**Supplied information**
PR #990, opened 2026-07-06
fix(client): preempt turns with a priority:"now" message so background subagents survive

emipasca:
## Problem (#982)

Notification- and message-driven preemption used the SDK's `interrupt()` control request. The CLI's headless handler for that request doesn't just abort the turn — it sweeps the task registry and kills **every running backgrounded subagent/workflow task** (`killedBy:"system"`). Probed live: an interrupt killed a background agent 0.8s after launch (`status:"killed"`, notification `"stopped"`). Interactive Esc has no such sweep, and the documented lifecycle (`stop_task` as the targeted kill; background subagents "run concurrently while you continue working", resumable, partial work never lost) promises the opposite. Full analysis on the issue.

## Fix: deliver the preempting prompt as the interrupt

The CLI's prompt queue accepts a `priority` field on stream-json user messages; a queued `priority:"now"` prompt aborts the running turn with the graceful `"interrupt"` reason — no sweep, the aborted turn still emits its ResultMessage, and the queued prompt runs next. Probed live on the bundled CLI (2.1.191, also verified in 2.1.201):

- mid-text/between-steps: turn ends within ~30ms, the preempting turn runs ~1.5s later
- a foreground tool call in flight finishes first; the latched abort applies at the step boundary (accepted trade-off — chosen over an observable-state matrix and timer escalation)
- background subagents run to completion straight through the preempt

`send_preempt` (`core/client.py`, the SDK seam) owns the wire shape and the may-preempt gates (idle / boot turn / compaction → no-op). Producers (`process_batch`) pre-send the first section's prompt and queue it with `pre_sent=True`; `converse` then waits on the turn without re-sending the query. A failed or gated pre-send degrades to plain queueing — delayed, never lost, including on a future CLI that drops the undocumented field.

**The interrupt system stays fully supported** behind `VestaConfig.preempt_mode = "interrupt"` (default `"message"`) — a first-class mode, not a transitional fallback: it preempts immediately (mid-tool included) at the cost of the headless CLI killing backgrounded subagents, for when preemption latency outranks in-flight background work. The control request also still fires on failure paths (silence/query timeout, auth loss).

## De-ghosting (same concern: how messages reach the model)

- CLAUDE.md's Message flow claimed `api.py`'s `UserEvent` feeds `message_processor` — it doesn't and hasn't: the event is history + broadcast only; the app-chat daemon (a WS subscriber) converts it to a notification file, so **all app chat reaches the model through the notification flow**. Rewritten to match reality, with a pointed comment at the emit site.
- Dropped `main.py input_handler` + the `aioconsole` dependency: #895 deleted them; the #890 merge accidentally resurrected them (dead code — never spawned). `uv.lock` refresh includes the stale post-release `0.1.168 → 0.1.169` pin.

## Tests

New `tests/test_preempt.py` (default mode): wire format (`priority:"now"`, no interrupt control request), gate matrix, pre-sent converse never double-queries, mixed-batch first-section-only pre-send, idle/failure fallbacks, processor never fires the interrupt path. Legacy-mode coverage retained in `test_interrupts.py`, pinned with `config.preempt_mode = "interrupt"`. `./check.sh agent` green (510 passed, incl. cc_sdk tmux suite).

Closes #982


emipasca:
Applied the multi-agent code-review findings (turn-order alignment, orphan-result banking, watcher retry, auth gate) and a 4-angle simplify pass (watcher-owned pre-send, protocol envelope moved to sdk_parsing, 5s write bound, shared is_unauthenticated predicate). `./check.sh agent` green — 514 passed.

PR #1049, opened 2026-07-07
fix(app-chat): stop silently dropping WS user messages

elyxlz:
Fixes #1008

## Root cause

The app-chat daemon deduped inbound user messages against a `last_seen_ts` watermark that was advanced by **every** event with a `ts` (assistant, tool, status, …), not just user messages. A later assistant event pushed the watermark past a user message that was never turned into a notification (dropped from the bounded live queue during a stall, or lost when the socket tore down). On reconnect, `_replay_missed` treated that message as `ts <= cutoff` → already-seen → skipped it. The message survived only in server-side history and never surfaced as a notification.

A related latent bug: the live path wrote a notification for every user event with **no** dedup guard, so the snapshot/live overlap window on connect could double-notify.

## Fix

- **Advance the dedup watermark only on user messages**, via a single `_notify_if_new(state, text, ts)` helper shared by the live and replay paths. Assistant/tool/status events can no longer move it, so replay reliably re-notifies any un-notified user message. The shared helper also makes the connect overlap idempotent.
- **WS heartbeat on both sides** (agent server in `api.py`, daemon client in `daemon.py`): a half-open socket (phone off the network with no close frame) is now detected and torn down within the heartbeat interval, so the client reconnects and replays promptly instead of the server buffering to a dead peer for minutes.

### On the suggested per-client send buffer

The issue also suggested a bounded per-client send buffer. Deliberately **not** added: aiohttp already buffers writes at the transport, and the event bus already bounds each subscriber's queue (`SUBSCRIBER_QUEUE_MAXSIZE`, oldest-drop). A third buffer duplicates both and runs against the architecture principle of not stacking bulkheads on this single-tenant daemon. With replay now reliable, a dropped socket is no longer data loss, so the buffer's purpose is moot.

### Fleet impact

No migration needed. The persisted `last_seen_ts` on existing boxes holds the last event seen while connected; new user messages have a strictly later `ts` and still notify, while already-processed ones (`ts <= watermark`) stay suppressed. The watermark self-corrects as new user messages arrive.

## Tests

New `tests/test_daemon.py` drives the real daemon functions against a tmp notifications dir:
- assistant events do not advance the watermark (regression for the core bug)
- a user message that arrives during a drop is replayed on reconnect even after a later assistant event
- replay skips already-notified messages; snapshot/live overlap does not double-notify
- watermark persists across restart; a message without a `ts` is still notified

### DIFF
--- a/agent/core/api.py
+++ b/agent/core/api.py
@@ -39,6 +39,11 @@ from .provider import ProviderAuthState, UsageError, clear_provider, get_usage, 
 
 logger = logging.getLogger("vesta.api")
 
+# Ping every connected client on this cadence so a half-open socket (a phone that dropped off the
+# network without a close frame) is detected and torn down promptly, freeing the subscriber and
+# letting the client reconnect and replay, rather than the server buffering to a dead peer for minutes.
+WS_HEARTBEAT_S = 30.0
+
 
 def _pending_notification_ids(config: VestaConfig) -> list[str]:
     """Notification file stems still on disk — received but not yet processed. Seeds the connect
@@ -60,7 +65,7 @@ async def _ws_handler(request: web.Request) -> web.WebSocketResponse:
     config: VestaConfig = request.app["config"]
     skip_history = request.query.get("skip_history", "") in ("1", "true")
 
-    ws = web.WebSocketResponse()
+    ws = web.WebSocketResponse(heartbeat=WS_HEARTBEAT_S)
     await ws.prepare(request)
     request.app["websockets"].add(ws)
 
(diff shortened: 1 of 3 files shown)


elyxlz:
Superseded by #1053, which merged just before this and fixes #1008 more fundamentally: it moves app-message intake in-process (`api.py` writes the `source=app-chat` notification file synchronously in `_recv_loop` via `asyncio.to_thread`) and **deletes the daemon's entire replay path** (`_replay_missed`, `last_seen_ts`) that this PR patched.

Both bugs this PR targeted are structurally eliminated there:
- The timestamp-watermark replay gap is gone with the code that had it.
- Intake no longer rides `_send_loop`, so a failed send can no longer lose a message.

Closing rather than force-rebasing, since the rebase would re-introduce exactly the machinery #1053 removed (−113 lines).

**What is required**
Show each line of the data that contains the string "suggested".

**Solution for this task**
### On the suggested per-client send buffer
The issue also suggested a bounded per-client send buffer. Deliberately **not** added: aiohttp already buffers writes at the transport, and the event bus already bounds each subscriber's queue (`SUBSCRIBER_QUEUE_MAXSIZE`, oldest-drop). A third buffer duplicates both and runs against the architecture principle of not stacking bulkheads on this single-tenant daemon. With replay now reliable, a dropped socket is no longer data loss, so the buffer's purpose is moot.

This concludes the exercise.